Kandydat Republikanów Donald Trump pokonał kandydatkę Demokratów Kamalę Harris i po czterech latach powróci do Białego Domu.
Bosak został zapytany w środę przez dziennikarzy w Sejmie o to, co wybór Trumpa oznacza dla Polski. – Przede wszystkim zmniejszy się presja dyplomatyczna ze strony Stanów Zjednoczonych na realizację lewicowego czy poprawnego politycznie programu – ocenił.

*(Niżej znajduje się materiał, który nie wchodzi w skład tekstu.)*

Issue #669, opened 2018-01-09
mosquitto 1.4.14 on official docker repository


Foxhunt:
Hi,

is it possible to publish mosquitto 1.4.14 on the official eclipse-mosquitto docker repository?

It has been six months since it got added to the develop branch with #500.
This was already addressed in #606, but not commented by any maintainer.

Is there a place to get in touch? The Paho channel on the clipse.org Mattermost server is kind of dead. So i'm asking here.

vinceskahan:
Doesn't it depend on what packages Alpine Linux provides upstream ?  Read the Dockerfile.

Edit the Dockerfile to use alpine:3.7 and specify mosquitto=1.4.14-r3 in it and build your own container that way.  Works fine.

Foxhunt:
That is what we ended up doing.

`FROM eclipse-mosquitto:latest ` should provide you the _latest_ mosquitto version, but it doesen't.
The needed Dockerfile is already on the develop branch, so it could be published to the official Docker Hub repository. So building your own alpine + mosquitto image would not be necessary.

vielmetti:
v1.5 is out now, and I've noted this at https://github.com/docker-library/official-images/issues/4358

J0WI:
https://github.com/docker-library/official-images/blob/master/library/eclipse-mosquitto should be updated

sasincj:
Hi, Why docker hub is not updated with latest mosquitto version. When mosquitto 1.5.3 will be available at docker hub?

ralight:
1.5.3 is now available on the official image and will be kept up to date.

Issue #606, opened 2017-11-04
Docker image availability


ruimarinho:
Hi,

The latest official image available on [Docker Hub](https://hub.docker.com/_/eclipse-mosquitto/) contains a vulnerability fixed in mosquitto v1.4.12+.

I can see that the master branch [does not contain versions](https://github.com/eclipse/mosquitto/tree/master/docker) 1.4.10+, while the [developer branch does](https://github.com/eclipse/mosquitto/tree/develop/docker). Since v1.4.14 has been released, is there any reason for not having this merged into master?

cc @daudetCA

lukecyca:
I am using 1.4.12 because that's the latest available as an official mosquitto image on Docker Hub.

It's disappointing that official docker image releases don't coincide with official mosquitto releases.I would expect that 1.4.14 be on Docker Hub.

ruimarinho:
In the meantime I've created https://hub.docker.com/r/ruimarinho/mosquitto/.

lukecyca:
Thanks. I'll use yours for now then.

triplepoint:
I, too,  would appreciate keeping the Docker Hub mosquitto image up to date with project releases.

You can configure github to notify Docker Hub when new git tags are pushed; this would be the most reliable and hands-free way to do it.

https://docs.docker.com/docker-hub/builds/#link-to-a-hosted-repository-service

Please take the time to set this up.

triplepoint:
Any news on this?  The current published docker container is still standing at 1.4.12, and I see 1.5.1 was released a week or so ago.  

Bugfixes aren't effective if they're not deployed.

efrecon:
Not that I know, I am also waiting for the maintainers to merge this and adapt the Docker image generation. I would be happy to help if necessary or if I've missed anything in the process.

triplepoint:
Ok, here's a PR adding a dockerfile that pulls the tarball specified in the build-arg.
https://github.com/eclipse/mosquitto/pull/926

The idea is this:
```
cd docker/from_dist
docker build -t eclipse-mosquitto:1.5.1 --build-arg VERSION="1.5.1" .
docker run --rm -it eclipse-mosquitto:1.5.1
```

So it's on the user to keep the docker image label matching the build-arg that was used when it was built, but otherwise it's as clear as translation of the Alpine package build script as I could make:
https://github.com/alpinelinux/aports/blob/master/main/mosquitto/APKBUILD

[...]

Issue #364, opened 2017-01-30
Can the clients be added to the Docker image?


jdiamond:
Most of the official Docker images containing servers (postgres, mysql, redis, mongo, etc) have the CLI tools installed in them.

It looks like it'd only require adding just one line to the Dockerfile. I can send a PR if you like.

ralight:
Yes please, just open a PR.

jdiamond:
I'm not signing the CLA so somebody else should do it.

ralight:
Just going through old issues, the clients are part of the docker image so I'm closing this.

PR #799, opened 2018-04-25
Adding compiled Alpine Docker image, generic for all versions

efrecon:
This makes it possible to generate Docker images for all releases of mosquitto, using the github tags that are associated to each release. Previous Docker images would rely on the packages that were present as part of the Alpine distribution. This implementation will, instead, compile from source, thus removing the dependency on Alpine (re)packaging of the project.

Generation of releases is by way of Docker support for build arguments. As a result, this Docker image generation implementation would provide the base for squeezing issues #606 #669. In addition, this image also includes the pub and sub clients, thus squeezing #364. Care has been taken to remain compatible with the previous implementations, through keeping the same directory structure for hosting the logs, configuration files, or persistence data.

As commented [here](https://github.com/eclipse/mosquitto/issues/606#issuecomment-357476814) it is possible to let github notify the Docker hub about new tags. This code would then be able to be used for generating the image based on the tag. 

Signed-off-by: Emmanuel Frécon <efrecon@gmail.com>

### DIFF
--- a/docker/generic/Dockerfile
+++ b/docker/generic/Dockerfile
@@ -3,40 +3,61 @@ MAINTAINER Emmanuel Frecon <efrecon@gmail.com>
 
 LABEL Description="Eclipse Mosquitto MQTT Broker"
 
-ARG VERSION=1.4.15
+ARG VERSION=1.5
+ARG WS_VERSION=3.0.0
 
 RUN set -ex \
     # Add build dependencies, remove after build
     && apk --no-cache add --virtual .build-deps \
         build-base \
-        libressl-dev \
+        openssl-dev \
         c-ares-dev \
         util-linux-dev \
-        libwebsockets-dev \
+        zlib-dev \
+        cmake \
     # Add fetch dependencies, remove after build
     && apk --no-cache add --virtual .fetch-deps \
         git \
         curl \
     # Add run dependencies, keep after build
     && apk --no-cache add --virtual .run-deps \
-        libressl \
+        openssl \
+        zlib \
         c-ares \
         util-linux \
-        libwebsockets \
+    # Manually compile and install libwebsockets to keep relying on openssl
+    && mkdir /tmp/libwebsockets \
+    && cd /tmp/libwebsockets \
+    && curl -sqL https://github.com/warmcat/libwebsockets/archive/v${WS_VERSION}.tar.gz | tar zxf - \
+    && cd libwebsockets-${WS_VERSION} \
+    && mkdir build \
+    && cd build \
+    && cmake .. \
+		-DCMAKE_BUILD_TYPE=MinSizeRel \
+		-DCMAKE_INSTALL_PREFIX=/usr \
+		-DCMAKE_VERBOSE_MAKEFILE=TRUE \
+    && make \
+    # Do not make install blindly as installing the examples is neither needed
+    # nor works.
+    && cmake -DCOMPONENT=libraries -P cmake_install.cmake \
+    && cmake -DCOMPONENT=dev -P cmake_install.cmake \
     # Checkout and compile, versions are branched with a "v" in front of the
     # version number, but tagged at the Docker registry without the "v".
     && git clone --depth 1 -b v${VERSION} https://github.com/eclipse/mosquitto.git /tmp/mosquitto \
     && cd /tmp/mosquitto \
-    && curl -qsL https://git.alpinelinux.org/cgit/aports/plain/main/mosquitto/libressl.patch -o libressl.patch \
-    && git apply libressl.patch \
+    # Manually patch the Makefile to arrange for not making the documentation
+    # (and not having to bring in xslt). This is to be able to run against older
+    # version of Mosquitto where WITH_DOCS did not (yet) exist.
+    && sed -i -e "s|^DOCDIRS=.*$|DOCDIRS=|g" Makefile \
+    # Since we compile under Alpine, with musl, we cannot add support for async
+    # dns lookup as this requires glibc
     && make \
-        WITH_MEMORY_TRACKING=no \
         WITH_WEBSOCKETS=yes \
         WITH_SRV=yes \
-        WITH_TLS_PSK=no \
         WITH_ADNS=no \
-        WITH_DOCS=no \
         prefix=/usr \
+    # Manually patch the Makefile to make sure we can still run on older
+    # releases of Mosquitto where WITH_STRIP did not (yet) exist.
     && sed -i -e "s|(INSTALL) -s|(INSTALL)|g" -e 's|--strip-program=${CROSS_COMPILE}${STRIP}||' */Makefile */*/Makefile \
     && make WITH_DOCS=no prefix=/usr install \
     && addgroup -S mosquitto \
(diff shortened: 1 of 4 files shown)


docker/generic/Dockerfile
```diff
@@ -0,0 +1,52 @@
...
+        util-linux \
+        libwebsockets \
+    # Checkout and compile, versions are branched with a "v" in front of the
+    # version number, but tagged at the Docker registry without the "v".
+    && git clone --depth 1 -b v${VERSION} https://github.com/eclipse/mosquitto.git /tmp/mosquitto \
+    && cd /tmp/mosquitto \
+    && curl -qsL https://git.alpinelinux.org/cgit/aports/plain/main/mosquitto/libressl.patch -o libressl.patch \
+    && git apply libressl.patch \
+    && make \
+        WITH_MEMORY_TRACKING=no \
```
karlp: why are you turning this off?

docker/generic/Dockerfile
```diff
@@ -0,0 +1,52 @@
...
+        WITH_WEBSOCKETS=yes \
+        WITH_SRV=yes \
+        WITH_TLS_PSK=no \
```
karlp: why are you turning this off?

docker/generic/Dockerfile
```diff
@@ -0,0 +1,52 @@
...
+        WITH_ADNS=no \
+        WITH_DOCS=no \
+        prefix=/usr \
+    && sed -i -e "s|(INSTALL) -s|(INSTALL)|g" -e 's|--strip-program=${CROSS_COMPILE}${STRIP}||' */Makefile */*/Makefile \
```
karlp: what's the purpose of this line? Is this really indicating a makefile deficiency that should be addressed separately?

docker/generic/Dockerfile
```diff
@@ -0,0 +1,52 @@
...
+    && git clone --depth 1 -b v${VERSION} https://github.com/eclipse/mosquitto.git /tmp/mosquitto \
+    && cd /tmp/mosquitto \
+    && curl -qsL https://git.alpinelinux.org/cgit/aports/plain/main/mosquitto/libressl.patch -o libressl.patch \
+    && git apply libressl.patch \
+    && make \
+        WITH_MEMORY_TRACKING=no \
+        WITH_WEBSOCKETS=yes \
+        WITH_SRV=yes \
+        WITH_TLS_PSK=no \
+        WITH_ADNS=no \
```
karlp: Why are you turning this off?

docker/generic/Dockerfile
efrecon: This is taken from what the Alpine people were doing when compiling mosquitto.

docker/generic/Dockerfile
efrecon: Same as above. I tried achieving maximum compatibility with the Alpine-based (and packaged) version of mosquitto.

docker/generic/Dockerfile
efrecon: Yes, at least, I thought it was, and I now see that it has been fixed by d90cd585dd8cc1f9cecd9082d71333e1e638df2d. I hadn't seen that before you pointed it out. Again, this behaviour is inherited from the way Alpine does it when [compiling](https://git.alpinelinux.org/cgit/aports/plain/main/mosquitto/APKBUILD?h=3.4-stable) mosquitto.

docker/generic/Dockerfile
efrecon: Same again, for maximum compatibility with how the Alpine package was [compiled](https://git.alpinelinux.org/cgit/aports/tree/main/mosquitto/config.patch?id=f61baacc21feda8c0f7177144a4dd3ee81aa7735).

efrecon:
I focused on making the transition from the old way (Alpine package) to the new way (home-grown) Docker image as smooth as possible for users. This might not make sense and the project would perhaps want for some of the `WITH_` variables not to be turned off. Maybe is the proper way to progress to first do as I tried and later introduce back some of those features as part of the Docker image?

docker/generic/Dockerfile
karlp: Perhaps alpine is making poor choices?  This is somethign that used to be off in some distributions because uclibc didn't support it.  I believe musl does?  You seem to be simply cargo culting settings with no real basis for them though.

docker/generic/Dockerfile
karlp: So, turn it back on, and if it doens't work, complain to alpine that their ssl implementation is broken and incomplete.  This is definitely functionality that is in use.

docker/generic/Dockerfile
karlp: Yes, copying things blindly from some random downstream distro is not necessarily a path to glory.

docker/generic/Dockerfile
efrecon: You *do* understand that this is what the *official* (at least tagged as so, seen from most Docker users) image for [mosquitto](https://hub.docker.com/_/eclipse-mosquitto/) was compiled? This state of affairs was the reason why I did not want to depart from the current state. As I pointed out in my comment further down, this would mean that the project makes a decision about what the Docker image would contain, which is fine and which we can do here. Let me try this and the other switches that you pointed out and return to you.

efrecon:
I have just pushed a number of changes to the branch. This is the result of a number of hours work to try turning on as many of the configuration flags as possible. In order to do this, I have:
* Brought in OpenSSL instead of LibreSSL, which is otherwise the preferred SSL implementation on Alpine.
* Arranged to fetch, release and install [libwebsockets](https://github.com/warmcat/libwebsockets/) since it also depends on an SSL implementation.
* Made the version of libwebsockets a Docker build argument.

These changes lead to having `WITH_MEMORY_TRACKING` and `WITH_TLS_PSK` turned on, via their default values in `config.mk`. However, I have not been able to:
* Turn on asynchronous DNS lookup, as the comment in `config.mk` mentions a strict dependency on `glibc` for being able to turn on `WITH_ADNS`. Alpine is running with musl.
* I did not use `WITH_STRIP=no`, since this would otherwise prevent this Dockerfile to generate older versions of mosquitto. The feature was added a while ago.
* For the same reason, I actually stopped using `WITH_DOCS=no` and opted to manually patched the Makefile. This allows the Dockerfile to be able to compile older releases (tried on [1.4.8](https://github.com/eclipse/mosquitto/tree/v1.4.8)).

Remember, by default this Dockerfile compiles the latest tagged version of mosquitto, i.e. `1.5` at the time of writing. However, the image is able to compile most of the past releases of the project, based on their respective tags in the repo. It does so by cloning the source tree for the given tag and compiling it, and uses a similar technique for libwebsockets. The mosquitto and libwebsockets version numbers are controlled by Docker build arguments.

The implementation notes provide a bit more details and comments in the Dockerfile provide the rationale behind the decisions taken around `strip` and the documentation. I hope that you will now be able to accept this PR.

martinvw:
It would be great if this or a similar PR could be merged, its a pity that there are no recent docker builds.

ralight:
Thank you for taking the time to write this update. I have produced my own dockerfile that compiles from the published tarballs. I hope you don't mind me not using your work, but I felt it necessary to fully understand the work I was committing by spending time rewriting to get it into the state it is now. I'm now in a much better position to keep things up to date.

As similar work is now in the repo, I'm going to close this but thanks again for spending time on it.

efrecon:
I had a quick look at the new Dockerfile. I think that this is fine. The most important thing is that the project gets updated images of all 1.5.X and future versions of mosquitto, without lagging behind has much has it has had in the past. Great work!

Według niego, za pierwszej prezydentury Trumpa był „sprzeciw wobec takiej całkowicie multikulturowej czy genderowej agendy”.
W jego ocenie, kampania wyborcza prowadzona przez Harris „była chyba najbardziej lewicową kampanią w historii Stanów Zjednoczonych”. – I z drugiej strony kampania tandemu Trump-Vance była najbardziej konserwatywno-narodową kampanią. Tam wchodził bardzo mocno w grę temat nielegalnej migracji, ochrony granic – to są dokładnie te same tematy, które my mamy – powiedział Bosak.
Polityk Konfederacji zwrócił też uwagę na zapowiedzi Trumpa zakończenia wojny na Ukrainie. – Pytanie z kim będzie ta próba dogadania się (…) prezydent Ukrainy Wołodymyr Zełenski ma najniższe w historii notowania w Ameryce, po stronie prezydenta Trumpa jest po prostu nielubiany, ze względu na swoją roszczeniową postawę, i pytanie na jakich warunkach będzie kończona ta wojna na Ukrainie, bo że Trump będzie zmierzał do jej zakończenia, to jest dość oczywiste – podkreślił wicemarszałek Sejmu.
Dopytywany, co wygrana Trumpa oznacza dla bezpieczeństwa Polski, Bosak stwierdził, że jest to „wielka niewiadoma”. – Jestem pewien, że otoczenie prezydenta Donalda Trumpa będzie zwolennikiem utrzymania lojalności sojuszniczej, szczególnie wobec Polski, która spełnia współczynniki NATO – jeżeli chodzi o wydatki na obronność – powiedział polityk Konfederacji.